> **Try it**:
Transcribe word for word the lines below from the line with "PR #2242, opened 2021-08-30" through the line with "This PR shortens", ends included.

> **Dataset entries**:
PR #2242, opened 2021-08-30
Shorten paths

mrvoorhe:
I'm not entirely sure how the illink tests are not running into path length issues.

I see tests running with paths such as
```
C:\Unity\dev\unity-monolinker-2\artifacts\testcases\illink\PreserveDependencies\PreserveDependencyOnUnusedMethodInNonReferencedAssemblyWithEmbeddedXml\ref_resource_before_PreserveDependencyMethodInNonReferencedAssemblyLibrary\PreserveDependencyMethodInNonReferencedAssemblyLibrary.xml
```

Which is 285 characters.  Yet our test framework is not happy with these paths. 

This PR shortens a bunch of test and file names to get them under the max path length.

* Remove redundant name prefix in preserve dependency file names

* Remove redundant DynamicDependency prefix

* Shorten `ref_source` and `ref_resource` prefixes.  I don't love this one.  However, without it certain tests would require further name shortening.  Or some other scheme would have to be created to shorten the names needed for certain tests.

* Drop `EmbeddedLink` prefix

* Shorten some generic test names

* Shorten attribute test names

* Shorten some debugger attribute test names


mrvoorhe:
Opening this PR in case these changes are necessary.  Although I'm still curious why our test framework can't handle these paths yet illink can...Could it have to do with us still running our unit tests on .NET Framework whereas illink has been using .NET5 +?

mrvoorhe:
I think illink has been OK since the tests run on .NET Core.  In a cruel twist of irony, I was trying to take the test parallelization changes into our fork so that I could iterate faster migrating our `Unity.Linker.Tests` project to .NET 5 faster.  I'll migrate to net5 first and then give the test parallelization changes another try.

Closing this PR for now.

---

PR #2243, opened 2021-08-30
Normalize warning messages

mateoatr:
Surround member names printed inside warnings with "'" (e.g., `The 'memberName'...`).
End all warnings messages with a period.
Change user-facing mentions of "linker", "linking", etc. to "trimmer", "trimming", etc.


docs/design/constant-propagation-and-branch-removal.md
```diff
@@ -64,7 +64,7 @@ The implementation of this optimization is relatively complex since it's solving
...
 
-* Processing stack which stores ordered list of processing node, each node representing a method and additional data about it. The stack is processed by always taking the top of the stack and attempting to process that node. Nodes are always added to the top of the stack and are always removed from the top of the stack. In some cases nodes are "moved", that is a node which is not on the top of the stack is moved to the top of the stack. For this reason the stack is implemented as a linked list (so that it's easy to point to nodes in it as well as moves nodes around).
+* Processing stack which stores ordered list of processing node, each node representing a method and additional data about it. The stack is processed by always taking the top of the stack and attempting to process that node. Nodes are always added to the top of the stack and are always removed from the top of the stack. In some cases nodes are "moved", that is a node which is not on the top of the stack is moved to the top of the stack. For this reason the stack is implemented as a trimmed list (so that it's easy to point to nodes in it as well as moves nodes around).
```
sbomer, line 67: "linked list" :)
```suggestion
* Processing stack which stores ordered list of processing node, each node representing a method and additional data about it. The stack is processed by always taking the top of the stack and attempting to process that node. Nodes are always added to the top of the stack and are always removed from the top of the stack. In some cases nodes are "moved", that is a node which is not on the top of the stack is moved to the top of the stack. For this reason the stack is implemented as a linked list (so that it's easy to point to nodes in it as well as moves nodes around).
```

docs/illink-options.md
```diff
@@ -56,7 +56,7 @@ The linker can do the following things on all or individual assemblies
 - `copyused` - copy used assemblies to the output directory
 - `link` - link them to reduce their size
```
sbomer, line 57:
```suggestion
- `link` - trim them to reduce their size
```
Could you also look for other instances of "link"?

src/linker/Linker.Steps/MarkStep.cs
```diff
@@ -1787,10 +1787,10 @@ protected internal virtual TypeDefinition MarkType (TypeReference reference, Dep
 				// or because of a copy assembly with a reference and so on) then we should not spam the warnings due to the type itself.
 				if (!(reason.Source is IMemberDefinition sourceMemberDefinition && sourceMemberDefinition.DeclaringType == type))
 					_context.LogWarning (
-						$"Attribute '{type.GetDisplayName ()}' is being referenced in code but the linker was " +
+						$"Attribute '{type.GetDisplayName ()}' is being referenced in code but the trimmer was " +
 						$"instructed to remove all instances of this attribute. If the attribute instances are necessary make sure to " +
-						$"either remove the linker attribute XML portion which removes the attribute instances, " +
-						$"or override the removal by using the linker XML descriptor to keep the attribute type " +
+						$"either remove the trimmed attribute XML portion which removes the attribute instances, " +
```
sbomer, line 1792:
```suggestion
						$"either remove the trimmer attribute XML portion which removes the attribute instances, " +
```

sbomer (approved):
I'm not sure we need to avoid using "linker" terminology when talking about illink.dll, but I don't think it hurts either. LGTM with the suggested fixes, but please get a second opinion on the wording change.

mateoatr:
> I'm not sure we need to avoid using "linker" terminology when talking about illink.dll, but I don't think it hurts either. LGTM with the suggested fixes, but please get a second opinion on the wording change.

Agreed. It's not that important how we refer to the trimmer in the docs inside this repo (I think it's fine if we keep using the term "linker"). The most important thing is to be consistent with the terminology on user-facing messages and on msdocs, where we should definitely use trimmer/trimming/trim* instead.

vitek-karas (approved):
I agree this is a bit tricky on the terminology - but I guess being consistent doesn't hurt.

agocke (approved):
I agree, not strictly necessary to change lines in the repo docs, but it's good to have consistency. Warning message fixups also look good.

...

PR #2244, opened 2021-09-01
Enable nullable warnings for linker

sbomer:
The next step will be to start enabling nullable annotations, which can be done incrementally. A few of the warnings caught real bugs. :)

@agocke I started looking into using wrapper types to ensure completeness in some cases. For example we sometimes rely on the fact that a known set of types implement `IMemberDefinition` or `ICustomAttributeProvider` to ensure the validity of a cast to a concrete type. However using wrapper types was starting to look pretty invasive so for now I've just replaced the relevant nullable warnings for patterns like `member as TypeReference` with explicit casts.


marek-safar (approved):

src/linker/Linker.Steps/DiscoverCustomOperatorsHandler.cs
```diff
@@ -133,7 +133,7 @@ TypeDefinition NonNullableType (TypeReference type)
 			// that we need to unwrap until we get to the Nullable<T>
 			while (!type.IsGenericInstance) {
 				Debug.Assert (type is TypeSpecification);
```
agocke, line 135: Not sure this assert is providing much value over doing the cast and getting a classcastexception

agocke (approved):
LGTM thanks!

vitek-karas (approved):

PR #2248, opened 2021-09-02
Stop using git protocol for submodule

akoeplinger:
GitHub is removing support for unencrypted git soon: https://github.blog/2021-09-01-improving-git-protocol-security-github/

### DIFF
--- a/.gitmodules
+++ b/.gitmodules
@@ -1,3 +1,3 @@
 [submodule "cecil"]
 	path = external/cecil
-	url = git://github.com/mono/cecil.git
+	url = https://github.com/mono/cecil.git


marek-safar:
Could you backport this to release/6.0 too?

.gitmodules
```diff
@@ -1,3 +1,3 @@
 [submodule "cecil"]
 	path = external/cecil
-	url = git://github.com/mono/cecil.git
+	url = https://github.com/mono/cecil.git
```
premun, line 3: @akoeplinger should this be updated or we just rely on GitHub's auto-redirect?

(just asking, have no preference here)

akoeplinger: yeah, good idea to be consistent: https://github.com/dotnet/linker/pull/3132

> **Response below**:
PR #2242, opened 2021-08-30
Shorten paths

mrvoorhe:
I'm not entirely sure how the illink tests are not running into path length issues.

I see tests running with paths such as
```
C:\Unity\dev\unity-monolinker-2\artifacts\testcases\illink\PreserveDependencies\PreserveDependencyOnUnusedMethodInNonReferencedAssemblyWithEmbeddedXml\ref_resource_before_PreserveDependencyMethodInNonReferencedAssemblyLibrary\PreserveDependencyMethodInNonReferencedAssemblyLibrary.xml
```

Which is 285 characters.  Yet our test framework is not happy with these paths. 

This PR shortens a bunch of test and file names to get them under the max path length.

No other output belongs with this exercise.